PR #2648, opened 2022-01-19
refactor(engine-core): Extract hydration from rendering logic

pmdartus:
## Details

It breaks apart the rehydration logic from the rendering logic. The new entry point for the hydration logic is now the `hydrateChildren` function. As a side effect, the rehydration logic can be completely tree-shaken if `hydrateComponent` is never imported by the application.

This PR also set the foundations for getting rid of the VNodes hooks. It adds a new `type` property that can be used to choose the appropriate diffing/hydration logic without relying on hooks.  

## GUS work item
W-10409559

### DIFF
--- a/packages/@lwc/engine-core/src/framework/hydration.ts
+++ b/packages/@lwc/engine-core/src/framework/hydration.ts
@@ -1,0 +1,348 @@
+/*
+ * Copyright (c) 2022, salesforce.com, inc.
+ * All rights reserved.
+ * SPDX-License-Identifier: MIT
+ * For full license text, see the LICENSE file in the repo root or https://opensource.org/licenses/MIT
+ */
+import { isUndefined, ArrayFilter, ArrayJoin, assert, keys } from '@lwc/shared';
+
+import { logError, logWarn } from '../shared/logger';
+import { getAttribute, getClassList } from '../renderer';
+
+import { parseStyleText } from './utils';
+import { allocateChildren } from './hooks';
+import {
+    createVM,
+    hydrateVM,
+    runConnectedCallback,
+    VM,
+    VMState,
+    RenderMode,
+    LwcDomMode,
+} from './vm';
+import {
+    VNodes,
+    VBaseElement,
+    VNode,
+    VNodeType,
+    VText,
+    VComment,
+    VElement,
+    VCustomElement,
+} from './vnodes';
+
+import { patchProps } from './modules/props';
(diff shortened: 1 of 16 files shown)


packages/@lwc/engine-core/src/framework/hydration.ts
```diff
@@ -0,0 +1,352 @@
...
+    if (vm.renderMode !== RenderMode.Light) {
+        // VM is not rendering in Light DOM, we can proceed and hydrate the slotted content.
+        // Note: for Light DOM, this is handled while hydrating the VM
+        hydrateChildren(vnode.elm.childNodes, vnode.children, vm);
+    }
+
+    hydrateVM(vm);
+}
+
+export function hydrateChildren(elmChildren: NodeListOf<ChildNode>, children: VNodes, vm: VM) {
```
nolanlawson, line 172: This seems to be the main entry point into the hydration logic. We don't have to solve this in this PR, but I think it would be worth thinking about how we could tree-shake this function for environments that don't use hydration. (Now that it's actually possible.)

E.g. Svelte has a [`hydratable`](https://svelte.dev/docs#compile-time-svelte-compile) option which, when set to false in the compiler, can remove most of the hydration logic from the bundle output. For our case, we may also be able to use an environment variable or something.

packages/@lwc/engine-core/src/framework/hydration.ts
```diff
@@ -0,0 +1,352 @@
...
+            );
+            throwHydrationError();
+        }
+    }
+
+    let childNodeIndex = 0;
+    for (let i = 0; i < children.length; i++) {
+        const childVnode = children[i];
+
+        if (childVnode !== null) {
```
nolanlawson, line 189:
```suggestion
        if (!isNull(childVnode)) {
```

nolanlawson (approved):

packages/@lwc/engine-core/src/framework/hydration.ts
pmdartus: > This seems to be the main entry point into the hydration logic. We don't have to solve this in this PR, but I think it would be worth thinking about how we could tree-shake this function for environments that don't use hydration. (Now that it's actually possible.)

Tree-shaking wasn't possible prior to this the hydration logic was coupled with the rendering logic. After this refactor I can confirm that the rehydration logic is completely tree-shaken if not imported.

jodarove (approved):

*Directions for this task*: Output each line of the listing in which the string "that" is found.

*Exercise answer*:
This PR also set the foundations for getting rid of the VNodes hooks. It adds a new `type` property that can be used to choose the appropriate diffing/hydration logic without relying on hooks.  
nolanlawson, line 172: This seems to be the main entry point into the hydration logic. We don't have to solve this in this PR, but I think it would be worth thinking about how we could tree-shake this function for environments that don't use hydration. (Now that it's actually possible.)
pmdartus: > This seems to be the main entry point into the hydration logic. We don't have to solve this in this PR, but I think it would be worth thinking about how we could tree-shake this function for environments that don't use hydration. (Now that it's actually possible.)
Tree-shaking wasn't possible prior to this the hydration logic was coupled with the rendering logic. After this refactor I can confirm that the rehydration logic is completely tree-shaken if not imported.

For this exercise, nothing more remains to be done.